Located on the banks of the lower Espinharas River, about 30 km to the North of Patos, this small town has its economy based on extensive cattle and goat raising and subsistence agriculture. Its relief is somewhat irregular, with large igneous rock outcrops and small mountains and granite inselbergs. The soil is generally poor ("tabuleiros") and covered by the caatinga vegetation, interspersed with small valleys ("baixios") with fertile soils that support agricultural activities and are propitious to the building of small and medium-sized dams that store rain-water flowing in temporary creeks. The natural vegetation on the "tabuleiros" is well preserved as of 2005.
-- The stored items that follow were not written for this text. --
Issue #313, opened 2017-07-06
new "exo run" command


kevgo:
> When working on an Exosphere application
I want to be able to boot it up on my machine
So that I can see the code I am working on in action.

#### Rules
- running "exo run" boots up the application
- before running, the code base is prepared to run, for example by installing dependencies of the services
- when the application is running, it displays "application is online" in the terminal
- the terminal shows the output of the different services, each line preceded by the service name
- Ctrl-C stops all services

#### Notes
- in the old implementation, the setup steps are defined in `service.yml` and in the Dockerfile for the service. In the new implementation, they should be only defined in the Dockerfile.
- running "exo setup" is no longer a requirement for running this command. It should do the necessary setup on its own

```cucumber
Scenario: running a freshly cloned application
  Given I am in the root directory of a freshly cloned Exosphere application
  When running "exo run"
  And waiting it displays "application is running"
  Then my application is running

cheahuychou:
closed in #364

PR #327, opened 2017-07-11
port `exo-run` to Go

cheahuychou:
Port the current implementation of `exo-run` to Go, still need to implement the file watcher and app restarter in a separate PR. @charlierudolph @kevgo I have a few questions for you two, please see the comments below.


exo-go/features/run/run.feature
```diff
@@ -0,0 +1,66 @@
...
+
+
+  Scenario: booting a complex Exosphere application
+    Given a running "running" application
+    Then my machine is running ExoCom
+    And my machine is running the services:
+      | NAME  |
+      | web   |
+      | users |
+    # And ExoCom uses this routing:
```
cheahuychou, line 26: This is commented out because the `yaml` library in Go cannot read the following section in `docker-compose.yml` because of `>-`
```
SERVICE_ROUTES: >-
   [{"role":"web","receives":["users.listed","users.created"],"sends":["users.list","users.create"]},{"role":"users","receives":["mongo.list","mongo.create"],"sends":["mongo.listed","mongo.created"],"namespace":"mongo"}]
```
since part of `exo-setup` will be ported Go soon in response to #313 and that strip shouldn't be there anymore, I think we can leave this out for now.

exo-go/src/app_runner/index.go
```diff
@@ -0,0 +1,145 @@
...
+func (appRunner *AppRunner) Shutdown(closeMessage, errorMessage string) {
+	var exitCode int
+	if len(errorMessage) > 0 {
+		color.Red(errorMessage)
+		exitCode = 1
+	} else {
+		fmt.Printf("\n\n%s", closeMessage)
+		exitCode = 0
+	}
+	cmd, stdoutBuffer, err := dockerCompose.KillAllContainers([]string{}, appRunner.DockerConfigLocation, appRunner.Write)
```
cheahuychou, line 86: For some reason, I don't see the output from `docker-compose down` in the log but it looks like the containers do get killed correctly.

exo-go/src/app_runner/index.go
```diff
@@ -0,0 +1,145 @@
...
+				for role, onlineText := range appRunner.OnlineTexts {
+					wg.Add(1)
+					go func(role string, stdoutBuffer fmt.Stringer, onlineText string) {
+						defer wg.Done()
+						processHelpers.Wait(stdoutBuffer, onlineText, func() {
+							appRunner.Logger.Log(role, fmt.Sprintf("'%s' is running", role), true)
+						})
+					}(role, stdoutBuffer, onlineText)
+				}
+				wg.Wait()
```
cheahuychou, line 69: I'm not sure if there is anything wrong with the way `WaitGroup` is setup here but based on my observation, it takes longer to start the app in this implementation than in the original livescript implementation. Also, the log appears to be printed out all at once.

exo-go/src/logger/index.go
```diff
@@ -0,0 +1,124 @@
...
+func (logger *Logger) Log(role, text string, trim bool) {
+	if trim {
+		text = strings.TrimSpace(text)
+	}
+	for _, line := range strings.Split(text, `\n`) {
+		left, right := parseLine(role, line)
+		if !util.DoesStringArrayContain(logger.SilencedRoles, left) {
+			output := fmt.Sprintf("%s %s", logger.pad(left), right)
+			if color, exists := logger.getColor(left); exists {
+				color(output)
```
cheahuychou: We used to make `left` bold but I don't think there is a neat way to do this in Go. Is it ok if we don't make it bold?

exo-go/src/process_helpers/index.go
```diff
@@ -0,0 +1,57 @@
...
+	"os/exec"
+	"strings"
+	"time"
+
+	shellwords "github.com/mattn/go-shellwords"
+)
+
+// Run runs the given command, waits for the process to finish and
+// returns the output string and error (if any)
+func Run(command string) (string, error) {
```
cheahuychou: These functions and the relevant code will be updated to [this](https://github.com/Originate/exosphere/blob/1f77a17ca4e1a3fd7bbb1663563734bf52dbf719/exo-go/src/process_helpers/index.go) once #322 is merged.

exo-go/src/app_runner/index.go
hugoesthere: `docker-compose down` usually prints to the same stream that was printing `docker-compose up` output. It might be enough just to check for a non-zero exit code.

exo-go/src/logger/index.go
charlierudolph: > but I don't think there is a neat way to do this in Go
Why? the color library we are using can has a Bold. https://github.com/fatih/color#mix-and-reuse-colors

cheahuychou: Yes, but we have to make a new color. I guess that's fine. I'll change this.

exo-go/src/docker_helpers/index.go
```diff
@@ -0,0 +1,81 @@
...
+		}
+	}
+	return nil
+}
+
+// PullImage pulls the given image from DockerHub
+func PullImage(c *client.Client, image string, done func(error)) {
+	ctx := context.Background()
+	_, err := c.ImagePull(ctx, image, types.ImagePullOptions{})
+	done(err)
```
charlierudolph: Lets avoid callbacks unless absolutely necessary. Go is mostly a synchronous language and uses goroutines when we need to perform things in parallel. It also isn't needed in this case where you could just return an error.

exo-go/features/run/app-dependency.feature
```diff
@@ -0,0 +1,23 @@
+Feature: running Exosphere applications with dependencies
```
kevgo, line 1: Feature: application dependencies

exo-go/features/run/app-dependency.feature
```diff
@@ -0,0 +1,23 @@
...
+
+  As an Exosphere developer
+  I want to have an easy way to run application wide dependencies
+  So that all my services can use these dependencies.
+
+  Rules:
+  - run "exo run" in the directory of your application to run it
```
kevgo, line 8: This is not a rule for the "application-wide dependencies" feature. The rules are:

- list application dependencies in the "dependencies" key of "application.yml"
- these dependencies get booted up before the application services

exo-go/features/run/app-dependency.feature
```diff
@@ -0,0 +1,23 @@
...
+  - this command boots up all the dependencies of the application
+
+
+  Scenario: booting an Exosphere application with Exocom as a listed dependency
```
kevgo, line 12: Scenario: booting an application that uses Exocom

exo-go/features/run/app-dependency.feature
```diff
@@ -0,0 +1,23 @@
...
+    Given a running "simple" application
+    Then my machine is running the services:
+      | NAME         |
+      | exocom0.22.1 |
+
+
+  Scenario: booting an Exosphere application with Nats as a listed dependency
```
kevgo, line 19: Scenario: booting an application that uses NATS

exo-go/features/run/run.feature
```diff
@@ -0,0 +1,66 @@
...
+  I want to have an easy way to run an application on my developer machine
+  So that I can test my app locally.
+
+  Rules:
+  - run "exo run" in the directory of your application to run it
+  - this command boots up all the services of the application
+
+
+  Scenario: booting a functioning Exosphere application
+    Given a running "simple" application
```
kevgo, line 13: We need to describe how running an app works here, since this is the happy path spec for this feature.

```cucumber
Given I am in the root directory of the "running" example application
When starting "exo run"
Then I see "application is running"
And my machine is running the services:
  | NAME  |
  | web   |
  | users |

File: exo-go/features/run/run.feature [hunk 12]
```diff
@@ -0,0 +1,66 @@
...
+    Then my machine is running the services:
+      | NAME |
+      | web  |
+
+
+  Scenario: booting a complex Exosphere application
```
kevgo, line 19: This example can go away, I don't see the point of it.

exo-go/features/run/run.feature
kevgo: Let's make Exocom support a separate feature in its own file.
Also, YAML is just a superset of JSON, so to avoid such crazy YAML constructs, simply use JSON syntax on this line.

exo-go/features/run/run.feature
```diff
@@ -0,0 +1,66 @@
...
+    #   | ROLE  | SENDS                       | RECEIVES                    | NAMESPACE |
+    #   | web   | users.list, users.create    | users.listed, users.created |           |
+    #   | users | mongo.listed, mongo.created | mongo.list, mongo.create    | mongo     |
+    When starting "exo run" in my application directory
+    When the web service broadcasts a "users.list" message
+    Then the "mongo" service receives a "mongo.list" message
+    And the "web" service receives a "users.listed" message
+
+
+  Scenario: booting an Exosphere application with external dependencies
```
kevgo, line 36: This is a separate feature as well, please extract into its own file.

exo-go/features/run/run.feature
```diff
@@ -0,0 +1,66 @@
...
+    Given a running "external-dependency" application
+    Then my machine is running the services:
+      | NAME  |
+      | mongo |
+
+
+  Scenario: a service crashes during startup
```
kevgo, line 43: This is also its own feature

exo-go/features/run/run.feature
```diff
@@ -0,0 +1,66 @@
...
+    When trying to run the "crashing-service" application
+    Then it prints "crasher exited with code 1" in the terminal
+
+
+  Scenario: hiding logs from certain services or dependencies
```
kevgo, line 48: This is a separate feature

exo-go/features/run/run.feature
```diff
@@ -0,0 +1,66 @@
...
+      | web          |
+      | users        |
+      | exocom0.22.1 |
+    And it prints "'web' is running" in the terminal
+    And it prints "all services online" in the terminal
+    And it does not print "'users' is running" in the terminal
+    And it does not print "'exocom' is running" in the terminal
+
+
+  Scenario: booting an Exosphere application with external services
```
kevgo, line 61: The name should be "...with external __docker images__". Also a separate feature.

exo-go/src/app_runner/index.go
```diff
@@ -0,0 +1,145 @@
...
+	}
+	return appRunner
+}
+
+// Start runs the application
+func (appRunner *AppRunner) Start() {
+	_, stdoutBuffer, err := dockerCompose.RunAllImages(appRunner.Env, appRunner.DockerConfigLocation, appRunner.Write)
+	if err != nil {
+		appRunner.Shutdown("", "Failed to run images")
+	} else {
```
kevgo, line 54: Return here to avoid the `else` block and reduce nesting.

exo-go/src/app_runner/index.go
```diff
@@ -0,0 +1,145 @@
...
+		appRunner.compileOnlineText(func(err error) {
+			if err != nil {
+				log.Fatal(err)
+			} else {
```
kevgo, line 58: No `else` necessary here, `log.Fatal` ends the app.

exo-go/src/app_runner/index.go
```diff
@@ -0,0 +1,145 @@
...
+		fmt.Printf("\n\n%s", closeMessage)
+		exitCode = 0
+	}
+	cmd, stdoutBuffer, err := dockerCompose.KillAllContainers([]string{}, appRunner.DockerConfigLocation, appRunner.Write)
+	if err != nil {
+		log.Fatalf("Failed to start killing all containers.\nOutput:%s\nError:%s", stdoutBuffer.String(), err)
+	}
+	if err := cmd.Wait(); err != nil {
+		log.Fatalf("Failed to kill all containers.\nOutput:%s\nError:%s", stdoutBuffer.String(), err)
+	} else {
```
kevgo, line 92: remove the else

exo-go/src/app_runner/index.go
```diff
@@ -0,0 +1,145 @@
...
+func (appRunner *AppRunner) Write(text string) {
+	appRunner.Logger.Log("exo-run", text, true)
+}
+
+func (appRunner *AppRunner) compileOnlineText(done func(error)) {
+	appRunner.OnlineTexts = make(map[string]string)
+	for _, dependency := range appRunner.AppConfig.Dependencies {
+		appRunner.OnlineTexts[dependency.Name] = dependency.GetOnlineText()
+	}
+	wg := new(sync.WaitGroup)
```
kevgo, line 107: Why are you waiting here? The function is called `compileOnlineText`, all it should do is return the compiled online texts.

exo-go/src/app_runner/index.go
```diff
@@ -0,0 +1,145 @@
...
+	for service, serviceData := range serviceHelpers.GetServiceConfigs(appRunner.AppConfig.Services) {
+		wg.Add(1)
+		go func(service string, serviceData types.ServiceConfig) {
+			defer wg.Done()
```
kevgo, line 111: Do we really need to defer here? Why can't you simply call `wg.Done()` at the end of this go function? If it returns an error, it didn't see the online text, so shouldn't call `Done`.

exo-go/src/app_runner/index.go
```diff
@@ -0,0 +1,145 @@
...
+			appRunner.getOnlineText(service, serviceData, func(err error) {
+				if err != nil {
+					done(err)
+				}
+			})
+		}(service, serviceData)
+	}
+	wg.Wait()
```
kevgo, line 119: Why do you wait here and in the `Start` method?

exo-go/src/cmd/clean.go
```diff
@@ -23,56 +21,19 @@ var cleanCmd = &cobra.Command{
 		if err != nil {
 			panic(err)
 		}
-		err = removeImages(c)
+		err = dockerHelpers.RemoveDanglingImages(c)
```
kevgo, line 24: This file contains unrelated changes, please extract them into their own PR.

exo-go/src/cmd/run.go
```diff
@@ -0,0 +1,48 @@
...
+		wg.Add(1)
+		go func() {
+			defer wg.Done()
+			c := make(chan os.Signal, 1)
+			signal.Notify(c, os.Interrupt)
+			<-c
+			appRunner.Shutdown(" shutting down ...", "")
+		}()
+		appRunner.Start()
+		wg.Wait()
```
kevgo, line 42: Why can't you read the channel here directly? I don't think you need a go-function here at all.

exo-go/src/docker_compose/index.go
```diff
@@ -0,0 +1,43 @@
...
+
+import (
+	"bufio"
+	"bytes"
+	"fmt"
+	"os/exec"
+)
+
+// RunAllImages runs all the docker images
+func RunAllImages(env []string, cwd string, write func(string)) (*exec.Cmd, *bytes.Buffer, error) {
```
kevgo, line 11: Can you use https://github.com/docker/libcompose instead of writing your own Go driver for Docker Compose?

exo-go/src/docker_helpers/index.go
```diff
@@ -0,0 +1,81 @@
...
+}
+
+// CatFile reads the file fileName inside the docker image image
+func CatFile(c *client.Client, image, fileName string, done func(err error, content []byte)) {
```
kevgo: Better name: `CatFileInDockerImage`

exo-go/src/logger/index.go
```diff
@@ -0,0 +1,124 @@
...
+	SilencedRoles []string
+	Length        int
+	Colors        map[string]func(string, ...interface{})
+}
+
+// NewLogger is Logger's constructor
+func NewLogger(roles, silencedRoles []string) *Logger {
+	logger := &Logger{Roles: roles, SilencedRoles: silencedRoles}
+	logger.Colors = map[string]func(string, ...interface{}){
+		"exocom":     color.Cyan,
```
kevgo: Why do we hard-code colors here? Let's simply assign the first color to the first role, the second color to the second role, etc.

exo-go/src/logger/index.go
```diff
@@ -0,0 +1,124 @@
...
+
+func parseService(text string) string {
+	return stripColor(strip(`(\d+\.)?(\d+\.)?(\*|\d+)$`, text))
+}
+
+func reformatLine(line string) string {
+	return strings.TrimSpace(stripColor(line))
+}
+
+func padLeft(text string, length int, padding rune) string {
```
kevgo, line 117: Everytime you find yourself writing a method that is generic as this one, try to find an existing library first. Here is one that does the same as your code, but is tested: https://github.com/willf/pad

exo-go/src/process_helpers/index.go
```diff
@@ -38,6 +40,17 @@ func Start(dir string, commandWords ...string) (*exec.Cmd, io.WriteCloser, *byte
 	return cmd, in, &out, nil
 }
 
+// Wait waits for the given text for the specified duration
+func Wait(stdout fmt.Stringer, text string, done func()) {
+	ticker := time.NewTicker(100 * time.Millisecond)
+	var output string
+	for !strings.Contains(output, text) {
```
kevgo, line 47: Here might be a reason why the Go version is slower. The Node version evaluates the text right when it is written into the stream, and calls the callback when it finds the text right away. Your method here waits 100ms, then checks, then waits another 100ms. These delays can add up.

kevgo (commented):
Nice job so far! Please try doing way smaller PRs. This PR is way too big, and does too many things at once. It should be split up into 10 PRs or so. Also, please don't do callbacks, as Charlie has pointed out.

kevgo:
I suggest you split up the features into separate files, as described. Then make one PR that only implements the happy path feature. Then another in a child branch that adds application dependencies. Then another that adds external dependencies. This is so big, it is almost impossible to review and make sure it is correctly implemented, and it is hard giving you detailed enough feedback given this vast lump of changes here. Please follow this blog post: http://blog.originate.com/blog/2017/04/28/high-velocity-development-using-nested-feature-branches/

exo-go/src/cmd/clean.go
charlierudolph: Theses are related as she extracted some functions from this file and moved them into a helper function as she needed them somewhere else

cheahuychou:
@kevgo I've split this PR into 5 PRs but I did it based on what the code does instead because I think what you suggest is infeasible without a lot of rewriting and reorganization. #329 and #330 are ready for review. I'm still working on the other three. I'm very sorry that this PR is confusing/hard to review. I'm already not implementing the entire `exo-run` in this PR. Also, it wasn't clear to me how this branch could be split until I was almost done with it.

exo-go/features/run/app-dependency.feature
cheahuychou: I fixed this in #333  but just wanted to point out that I got all of these from the original feature tests.

exo-go/features/run/run.feature
cheahuychou: > YAML is just a superset of JSON, so to avoid such crazy YAML constructs, simply use JSON syntax on this line.

I got rid of this test in #333 but to address this comment, we might need to change how `exo-setup` (or `exo-run` soon) renders `SERVICE_ROUTES`.
@hugobho am I right?

exo-go/src/cmd/run.go
cheahuychou: Without the `Wait`, the process exits after `appRunner.Start()` finishes.

exo-go/src/docker_compose/index.go
cheahuychou: I saw that but I don't know if there is a way to get the command output (for the logger) if we use this. The repo doesn't have very useful examples but I think we'd do something like [this](https://github.com/docker/libcompose/blob/master/example/main.go#L15). Based on the [struct of `options.Up`](https://godoc.org/github.com/docker/libcompose/project/options#Up), I don't know if there is a way to pass in environment variables. Also, we are using `docker-compose` version 3 and it looks like that they don't have support for that yet (see this [issue](https://github.com/docker/libcompose/issues/474))

kevgo:
@cheahuychou no worries, just some comments to help improve this PR  :)

exo-go/features/run/app-dependency.feature
kevgo: Yes, I am aware of that and don't hold it against you. We might have experienced some technical drift here. Since you reimplement the tests in Go, this is a good chance to also fine-tune the wording.

exo-go/src/cmd/clean.go
kevgo: Okay. These changes could have been done separately. No need to change it here now, just pointing out opportunities to trim down this PR.

exo-go/src/cmd/run.go
kevgo: If I read your code correctly, the main thread waits for the goroutine. The goroutine waits for the channel. So why can't the main thread wait for the channel directly?

exo-go/src/docker_compose/index.go
kevgo: Okay, good find! We definitely want to use Docker Compose version 3. That might be the killer argument here.

charlierudolph:
@cheahuychou since you broke this out, can this PR be closed?

exo-go/features/run/run.feature
hugoesthere: @kevgo It looks like the `SERVICE_ROUTES` is already in JSON. Are you talking about `>-`? Because that just indicates that the next line is a string. This isn't something we write but is generated by `docker-compose`.

PR #330, opened 2017-07-12
update config structs and helpers

cheahuychou:


exo-go/src/app_config_helpers/index.go
```diff
@@ -50,3 +50,14 @@ func UpdateAppConfig(reader *bufio.Reader, serviceRole string, appConfig types.A
 		log.Fatalf("Failed to write application.yml: %s", err)
 	}
 }
+
+// GetSilencedDependencies returns a slice of silenced application dependenices
```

Once a prosperous region, the lower Espinharas valley had cotton production as its main agricultural activity until about 1980. This culture was however decimated by plagues and by low prices as a result of the introduction of international competition. This caused a massive migration of the population from the rural area ("fazendas") to urban areas - mainly to Patos, São Jose de Espinharas itself and São Paulo. Competition with more favorable areas like Maranhão and Goiás, not subject to draughts, further lowered the value of the cattle assets. Further reduction in the size of the "fazendas", mostly caused by inheritance transmission, and a series of rainless years in the 1980s and 1990s contributed to the economic decline of São Jose de Espinharas - just like it did for most of the "Sertão" - the peculiar hinterlands of Northeastern Brazil.

Points of interest: casa velha (old house) of Miguel Sátyro, Serra do Tronco, Fazenda Arara, Fazenda Maria Paz, Fazenda Suécia, Fazenda Tronco, Fazenda Flores.